Be Happier with Zero Expectation - bobbyong
http://bobbyong.com/blog/be-happier-with-zero-expectation/

======
bpatrianakos
This is true but it's just not realistic. There are situations in life where
expectations are totally appropriate. I'd even argue that expectations drive
us forward. And if you have no expectation of an outcome, how can you be happy
or sad at all at the end? Or how can you tell there has even been an outcome?

If I have to drive somewhere and have no expectation of arrival time then I'll
neither be happy nor sad when I get there. I'll have just gotten there.
However if I severely lower my expectations then I can be happy when I get
there.

But I'm being pedantic here so I'll bring this back to reality now.
Disappointment, heartache, sadness, and gloom are part of life and should not
be avoided. We often find the motivation or drive to change and improve
through our negative emotions. Sure, it sucks to feel that way but it's just
as important as being happy and one shouldn't run from those feelings.
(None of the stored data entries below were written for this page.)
PR #9807, opened 2022-07-20
Fixing the lce creation that requires "prior" as a param and adding more skip markers

latran:
There's a few test cases that failed when calling `repo.setup_content_view(module_org.id)` because `self.satellite.cli_factory.make_lifecycle_environment({'organization-id': org_id})` requires `prior` parameter.  That has been fixed now.

I've also included the skip markers for a few test cases that I passed over because of this issue.

Lastly, it seems only `ui/test_contentview.py` uses `setup_content_view()` being used so this is pretty isolated.

### DIFF
--- a/robottelo/host_helpers/cli_factory.py
+++ b/robottelo/host_helpers/cli_factory.py
@@ -222,6 +222,7 @@ ENTITY_FIELDS = {
     },
     'lifecycle_environment': {
         '_entity_cls': 'LifecycleEnvironment',
+        'prior': 'Library',
         'name': gen_alphanumeric,
     },
     'tailoringfile': {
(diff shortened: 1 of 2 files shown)


Griffin-Sullivan:
trigger: test-robottelo
pytest: tests/foreman/ui/test_contentview.py::test_positive_delete_cv_promoted_to_multi_env

Griffin-Sullivan:
Looks like that test is the only one that uses `setup_content_view` and you aren't skipping due to the BZ you added here

latran:
@Griffin-Sullivan good catch.  I added the skip marker to that as well now.

shweta83 (approved):

mshriver (approved):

If you have good coping skills you can face disappointment head on, feel
shitty for a bit, and then plow through and find some happiness or a silver
lining. If you've got poor coping skills you'll be running away from all
negative emotions and totally stunting your emotional growth because of it.

I know the author wasn't trying to write an authortitative piece on happiness
so I won't criticize him. What I will do is add a little wrinkle to his whole
point which is: Eliminate or lower expectations when the outcomes aren't
important. So, for example, traffic is actually a perfect example. If you can
eliminate your anger and frustration over being late or being stuck in traffic
you're doing yourself a huge favor as being upset over it isn't doing anything
for you. However feeling upset and having expectations about your career or a
promotion or meeting a pretty girl one day can be quite helpful. The negative
feelings associated with not getting any one of those things should push you
to change your situation and get them somehow.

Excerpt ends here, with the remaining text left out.